Из крошечной, размером с большой шкаф, кухни вышла, улыбаясь и снимая передник, маленькая темноволосая женщина.
Преподобный Харкинс щедро плеснул «Бифитер» в мерную чашку.
– Вы же любите сухой мартини, не правда ли? – Он повернулся ко мне, приподняв брови в ожидании утвердительного ответа. – Между прочим, можете называть меня Джимом.
Мы уселись в кресла в уютно обставленной гостиной. Вежливость требовала, чтобы я повременил с вопросами об Эзре Паунде и Ольге Радж, и я спросил о церкви Святого Георгия.
– О, мы живем очень скромно, – ответил он, – очень скромно. – Он пригубил мартини и умолк, наслаждаясь вкусом. – Здесь англиканское священство – удел пенсионеров. Жалованья у нас нет. В этом доме, правда, мы живем бесплатно; нам оплачивают коммунальные услуги и медицинскую страховку.
– Когда у вас проходят службы? – поинтересовался я.
– По воскресеньям. Утром, в десять тридцать, святое причастие – в одиннадцать тридцать.
– Вечерних служб не бывает?
– М-м-м… нерегулярно. – Преподобный Джим задумчиво поболтал напиток, несомненно, вспомнив, как в один решительный момент в далеком прошлом он столкнулся с необходимостью выбирать между вечерней молитвой и коктейлем и предпочел коктейль.
– Много людей посещает службы? – спросил я.

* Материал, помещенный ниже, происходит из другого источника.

PR #3876, opened 2020-10-28
www: use new logo

tjhei:


tjhei:
I am not sure if the thumbnail will work like this, but there is no way for me to try this locally.

gassmoeller:
Thanks, I wanted to do this since the hackathon, but never got to it. Lets see if it works.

– По воскресеньям в церкви собирается от двадцати пяти до пятидесяти человек, – ответил он, – по большей части приезжих. Но если вы спрашиваете о постоянных прихожанах… – Он на мгновение задумался. – О, должен признать, их не больше шести, включая Дору. – Он добродушно улыбнулся. – Из этих шести к тому же не все ходят в церковь регулярно.
– Значит, у вас очень тесный и маленький приход? – сделал я выдающееся наблюдение.
– Да, но это очень хорошее место для служения. Мы имеем более высокий статус и престиж, нежели заслуживаем. Нас всегда приглашают на культурные события и мероприятия Красного Креста. Обычно я надеваю церковное облачение, когда выхожу из дома, даже, если не иду на службу, чтобы люди видели: я здесь – со знаменем и в форме. На самом деле в этом и заключается моя цель. Быть здесь, если я кому-то потребуюсь. Мне нравится думать о церкви Святого Георгия как о храме шаговой доступности.
Рядом зазвонил церковный колокол, и ему тотчас ответил еще один колокол в отдалении.
Преподобный Харкинс прислушался.
– Салюте и Джезуати.
– О нет, Джим, – возразила Дора. – Мы вряд ли услышим отсюда Джезуати. Должно быть, это Реденторе.
– Верно, верно, – согласился Джим.
– Позвольте спросить у вас кое-что, – сказал я. – Насколько близко вы были знакомы с вашими бывшими соседями, Эзрой Паундом и Ольгой Радж?
Дора оживилась.
– Ну, Паунд умер за несколько лет до того, как мы сюда приехали, – сказала она, – а Ольга по большей части жила в Тироле, с дочерью, Мэри де Рахевильц. Но священник, который жил здесь до нас, очень хорошо знал Ольгу и рассказывал нам о ней. Она была миниатюрной, как крохотная птичка. Она была восхитительна. У нее были искрящиеся глаза, и даже когда ей уже было за девяносто, она одевалась очень стильно. Интересовалась она буквально всем. Но знаете, Венеция – ужасное место, чтобы жить здесь в старости.